Connect to a Hadoop cluster with the PDI client

After you have set up the Pentaho Server to connect to a cluster, you must configure and test the connection to the cluster. For more information about setting up the connection, see Connecting to a Hadoop cluster with the PDI client.

Connect other Pentaho components to Dataproc

The following sections explain how to create and test a connection to the cluster in the Pentaho Server, Pentaho Report Designer, and Pentaho Metadata Editor. Creating and testing a connection to the cluster in the PDI client includes the following tasks:

Create and test connections

For each Pentaho component, create the test as described in the following list.

  • Pentaho Server for DI

    Create a transformation in the PDI client and run it remotely.

  • Pentaho Server for BA

    Create a connection to the cluster in the Data Source Wizard.

  • PME

    Create a connection to the cluster in PME.

  • PRD

    Create a connection to the cluster in PRD.

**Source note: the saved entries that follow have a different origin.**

PR #400, opened 2019-04-23
Support AFL driver's close fd mask feature

jonathanmetzman:
Instruct the driver to close fd mask when specified in the libFuzzer options.


jonathanmetzman:
I've landed this even though we haven't uptaked the libFuzzer revision that can use this feature on CF.
I did this because 1. We use trunk on oss-fuzz so oss-fuzz benefits. 2. We will roll Chrome soon (hopefully) 3. There's no harm in having this feature if Chrome can't use it.

jonathanmetzman:
I've landed this even though we haven't uptaked the libFuzzer revision that can use this feature on CF.
I did this because 1. We use trunk on oss-fuzz so oss-fuzz benefits. 2. We will roll Chrome soon (hopefully) 3. There's no harm in having this feature if Chrome can't use it.

PR #401, opened 2019-04-23
Bump up fork mode frequency to 50% of runs

jonathanmetzman:
Fork mode seems to be stable and provide benefits, bump up frequency to 50%.


jonathanmetzman:
cc @kcc

jonathanmetzman:
The main problem with bumping up frequency is it will cause timeouts and OOMs to be reported even less frequency since we aren't reporting those or even surfacing their count in fork mode.

jonathanmetzman:
I think Marty had something.
Since I've enabled this, libFuzzer has found an average of 37 ASAN security bugs per month (including this month which isn't finished) which is up from an average of 31 while AFL has found 16, which is down from an average of 24.

I don't really know if this change is the cause or the number of testcases added is the cause.

jonathanmetzman:
@mbarbella-chromium do you have data on this?

jonathanmetzman:
> LGTM! Do you have any spreadsheet / chart showing performance difference for the fork strategy?

I did some basic queries in internal and found that fork runs are 16% more likely to report a crash (unique and not) than a non fork run. (crashes don't include corpus, startup, timeout or OOM)

Dor1s:
Nice, thanks for sharing!

PR #408, opened 2019-04-24
Android sample startup script improvements.

mbarbella-chromium:
* Run ClusterFuzz for multiple devices at once.
* Ensure that the device is connected and restart if ClusterFuzz quits unexpectedly.

### DIFF
--- a/configs/test/bot/setup/android.bash
+++ b/configs/test/bot/setup/android.bash
@@ -13,6 +13,25 @@
 # See the License for the specific language governing permissions and
 # limitations under the License.
 
+function run_bot () {
+  bot_directory=$INSTALL_DIRECTORY/bots/$(echo $1 | sed s/:/-/)
+  mkdir -p $bot_directory
+  cp -r $INSTALL_DIRECTORY/clusterfuzz $bot_directory/clusterfuzz
+  echo "Created bot directory $bot_directory."
+
+  while true; do
+    if ! $("$ADB_PATH/adb" -s "$1" wait-for-device); then
+      echo "Device $1 is not connected."
+      exit 1
+    fi
+
+    echo "Running ClusterFuzz instance for bot $1."
+    OS_OVERRIDE="ANDROID" ANDROID_SERIAL="$1" PATH="$PATH" NFS_ROOT="$NFS_ROOT" GOOGLE_APPLICATION_CREDENTIALS="$GOOGLE_APPLICATION_CREDENTIALS" ROOT_DIR="$bot_directory/clusterfuzz" PYTHONPATH="$PYTHONPATH" GSUTIL_PATH="$GSUTIL_PATH" python $bot_directory/clusterfuzz/src/python/bot/startup/run.py
+
+    echo "ClusterFuzz instance for bot $1 quit unexpectedly. Waiting for device."
+  done
+}
+
 if [ -z "$CLOUD_PROJECT_ID" ]; then
   echo "\$CLOUD_PROJECT_ID is not set."
   exit 1
@@ -24,8 +43,7 @@ if [ -z "$GOOGLE_APPLICATION_CREDENTIALS" ]; then
 fi
 
 if [ -z "$ANDROID_SERIAL" ]; then
-  echo "\$ANDROID_SERIAL is not set."
-  exit 1
+  echo "\$No ANDROID_SERIAL set. Will automatically detect devices and start ClusterFuzz for each."
 fi
 
 NFS_ROOT=  # Fill in NFS information if available.
@@ -71,13 +89,7 @@ if [ ! -d "$INSTALL_DIRECTORY/$APPENGINE" ]; then
 fi
 
 echo "Installing ClusterFuzz package dependencies."
-pip install crcmod==1.7 psutil==5.4.7 pyOpenSSL==19.0.0
-
-echo "Ensuring device is connected."
-if [[ $("$ADB_PATH/adb" -s "$ANDROID_SERIAL" get-state) != "device" ]]; then
-  echo "Device $ANDROID_SERIAL is not connected."
-  exit 1
-fi
+python -m pip install crcmod==1.7 psutil==5.4.7 pyOpenSSL==19.0.0
 
 echo "Activating credentials with the Google Cloud SDK."
 $GSUTIL_PATH/gcloud auth activate-service-account --key-file=$GOOGLE_APPLICATION_CREDENTIALS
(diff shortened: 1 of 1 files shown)


mbarbella-chromium:
PTAL. This is a slight behavior change, but if we don't necessarily expect all devices to be connected at startup time I can try to better mimic the old behavior.

configs/test/bot/setup/android.bash
```diff
@@ -24,8 +43,7 @@ if [ -z "$GOOGLE_APPLICATION_CREDENTIALS" ]; then
 fi
 
 if [ -z "$ANDROID_SERIAL" ]; then
-  echo "\$ANDROID_SERIAL is not set."
-  exit 1
+  echo "\$No ANDROID_SERIAL set. Will automatically detect devices and start ClusterFuzz for each."
```
inferno-chromium: nit: remove $ from start

inferno-chromium: Why not move this block at line 114, does not need to be here.

configs/test/bot/setup/android.bash
```diff
@@ -98,7 +110,10 @@ rm -rf clusterfuzz
 $GSUTIL_PATH/gsutil cp gs://$DEPLOYMENT_BUCKET/linux.zip clusterfuzz-source.zip
 unzip -q clusterfuzz-source.zip
 
-echo "Running ClusterFuzz."
-OS_OVERRIDE="ANDROID" ANDROID_SERIAL="$ANDROID_SERIAL" PATH="$PATH" NFS_ROOT="$NFS_ROOT" GOOGLE_APPLICATION_CREDENTIALS="$GOOGLE_APPLICATION_CREDENTIALS" ROOT_DIR="$ROOT_DIR" PYTHONPATH="$PYTHONPATH" GSUTIL_PATH="$GSUTIL_PATH" python $ROOT_DIR/src/python/bot/startup/run.py &
-
-echo "Success!"
+if [ -z "$ANDROID_SERIAL" ]; then
+  for serial in `adb devices -l | awk -F' ' '{ print $3 }' | grep usb:`; do
```
inferno-chromium: since this is open-source version, i think it should rely on actual serial than the usb version.

configs/test/bot/setup/android.bash
```diff
@@ -98,7 +110,10 @@ rm -rf clusterfuzz
...
+    run_bot $serial &
+  done
+else
+  run_bot $ANDROID_SERIAL
```
inferno-chromium: missing & at end ?

configs/test/bot/setup/android.bash
```diff
@@ -13,6 +13,25 @@
 # See the License for the specific language governing permissions and
 # limitations under the License.
 
+function run_bot () {
+  bot_directory=$INSTALL_DIRECTORY/bots/$(echo $1 | sed s/:/-/)
```
inferno-chromium: move $(echo $1 | sed s/:/-/) into a local or atleast put $1 into local and use throughout.

configs/test/bot/setup/android.bash
```diff
@@ -13,6 +13,25 @@
...
+  mkdir -p $bot_directory
+  cp -r $INSTALL_DIRECTORY/clusterfuzz $bot_directory/clusterfuzz
```
inferno-chromium: what if dir already existed, can we delete and recreate

configs/test/bot/setup/android.bash
```diff
@@ -13,6 +13,25 @@
...
+  echo "Created bot directory $bot_directory."
+
+  while true; do
+    if ! $("$ADB_PATH/adb" -s "$1" wait-for-device); then
```
inferno-chromium: ADB_PATH looks wrong initialized, it should be resources/platform/android dir of clusterfuzz.

configs/test/bot/setup/android.bash
```diff
@@ -13,6 +13,25 @@
...
+      echo "Device $1 is not connected."
+      exit 1
```
inferno-chromium: should we exit or wait?

mbarbella-chromium: Since the command above is wait-for-device I'm not actually sure if we can get into this state. I'm actually just going to remove it, since this only made sense in the older code it was based on.

configs/test/bot/setup/android.bash
mbarbella-chromium: Moved $1 into a local.

configs/test/bot/setup/android.bash
mbarbella-chromium: Done.

configs/test/bot/setup/android.bash
mbarbella-chromium: Whoops, moved that back to ANDROID_SERIAL.

mbarbella-chromium: Hmm, good point. Moved the echos to the existing blocks there.

configs/test/bot/setup/android.bash
mbarbella-chromium: I suppose that would be more resilient to device reconnects, but I don't like the idea of maintaining two different versions of this. It's probably not going to be much of a burden so making the change for now, and we can revisit it later if it causes any trouble down the road.

configs/test/bot/setup/android.bash
mbarbella-chromium: Good point. The script behavior should be consistent in both cases, even though it doesn't need to run in parallel here.

configs/test/bot/setup/android.bash
mbarbella-chromium: Good point. There's no reason to download platform tools in this script because of that, so that simplifies a few things. Done.

configs/test/bot/setup/android.bash
```diff
@@ -98,7 +101,11 @@ rm -rf clusterfuzz
 $GSUTIL_PATH/gsutil cp gs://$DEPLOYMENT_BUCKET/linux.zip clusterfuzz-source.zip
 unzip -q clusterfuzz-source.zip
 
-echo "Running ClusterFuzz."
-OS_OVERRIDE="ANDROID" ANDROID_SERIAL="$ANDROID_SERIAL" PATH="$PATH" NFS_ROOT="$NFS_ROOT" GOOGLE_APPLICATION_CREDENTIALS="$GOOGLE_APPLICATION_CREDENTIALS" ROOT_DIR="$ROOT_DIR" PYTHONPATH="$PYTHONPATH" GSUTIL_PATH="$GSUTIL_PATH" python $ROOT_DIR/src/python/bot/startup/run.py &
-
-echo "Success!"
+if [ -z "$ANDROID_SERIAL" ]; then
+  echo "No \$ANDROID_SERIAL set. Will automatically detect devices and start ClusterFuzz for each."
+  for serial in `$ADB_PATH/adb devices | awk -F' ' '{ print $1 }' | egrep -v '^(|List)$'`; do
```
inferno-chromium: $1 looks wrong, it is getting serial and not usb: version ?

mbarbella-chromium: I don't understand the issue here. This was meant to get the true serial instead of usb:<id> to address the previous comment:

> since this is open-source version, i think it should rely on actual serial than the usb version.

inferno-chromium: ah right, reread your comment, you mean to keep this.

mbarbella-chromium: Right, I'll leave it as-is for now since this is probably better for the general case. We can check in a modified version in our config repo for our startup script if needed, and if they diverge too much we can get rid of this change later.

After you have connected to the cluster and its services properly, provide the connection information to users who need access to the cluster and its services. Those users can only access the cluster on machines that are properly configured to connect to the cluster.

To connect, users need the following information:

  • Hadoop distribution and version of the cluster
  • HDFS, JobTracker, ZooKeeper, and Hive2/Impala Hostnames, IP addresses and port numbers
  • Oozie URL (if used)

Users also require permissions to access the directories they need on HDFS, such as their home directory and any other required directories.

They might also need more information depending on the job entries, transformation steps, and services they use. For a detailed list of information that your users need to use supported Hadoop services, see Hadoop connection and access information list.